Agriculture is a very local, regional and crop-specific industry that should be addressed using custom approaches. Data collection is not standardized, so integrating and managing multiple sources of imagery data is tricky. There are no well-established data standards and different companies use a combination of various technologies to collect the data. Connecting data with internal physiological and biological properties of crops on a plant level is also very difficult, as this requires enormous ground-truthing (empirical evidence from the ground) and agronomic modeling.
Most prominent players that rely on a combination of drone/ airplane-based imagery, space-borne data and ground-based sensors to develop intelligence around it:
Gamaya – a Swiss-based company that uses a combination of space-borne and proprietary drone-based hyper-spectral imaging data, along with the corresponding historical climate and weather records.
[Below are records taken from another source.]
PR #1019, opened 2021-11-21
[kernel] Add getsockname, getpeername sys calls, fix accept

ghaerr:


ghaerr:
Adds `getsockname` and `getpeername` system calls.
Fixes `accept` to return IP address and port number connected to.

`getsockname` can be called after `bind` in get local host IP and bound port number. This gets rid of the need for the slower mechanism of using `in_gethostbyname` with a magic hostname.

Examples commented out in elkscmd/inet/telnetd/telnetd.c.

Considerable cleanup in kernel socket structure. Managed to add features without increasing static inode table size.
Removes CONFIG_SOCK_CLIENTONLY.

Currently, Gamaya focuses on several strategic markets, and provides a crop-tailored solution that includes multiple products from planting efficiency analysis to yield forecasting, weeds detection, detection of nutrients, and beyond.
Agrible – Agrible develops products and an analytical platform that deliver field-specific data to help with decision making in the agriculture industry. The platform relies on a combination of data sources: machinery-based sensors, satellite imagery, drone-based data and other 3rd party providers. The core offering is the Morning Farm Report, that provides field-level information, such as yield predictions, nitrogen availability, weather forecasts, and more.
Taranis – Taranis is an Israeli precision agriculture intelligence company, that focuses on the prediction of pests and crop diseases using multiple sources of data, including aerial imagery, sensor-based field and weather data. Taranis also provides field-level local weather forecasts to support the decision-making process of a grower.
Prospera – Prospera is an Israeli company that develops intelligent solutions for indoor and outdoor farms enabled by computer vision and artificial intelligence. Its focus evolved from detection of pests and diseases for tomato greenhouses to other types of stresses (i.e. nutrient deficiencies) and eventually to outdoor farms. The company uses a combination of RGB cameras, ground-based sensors, weather data and more.
aWhere – aWhere delivers hyperlocal weather-based agricultural intelligence to growers, commodity traders, governments, and NGOs. The company provides field-level observed and forecast weather, growth stages, plus pest and disease risk using more than 10,000 ground stations and satellites.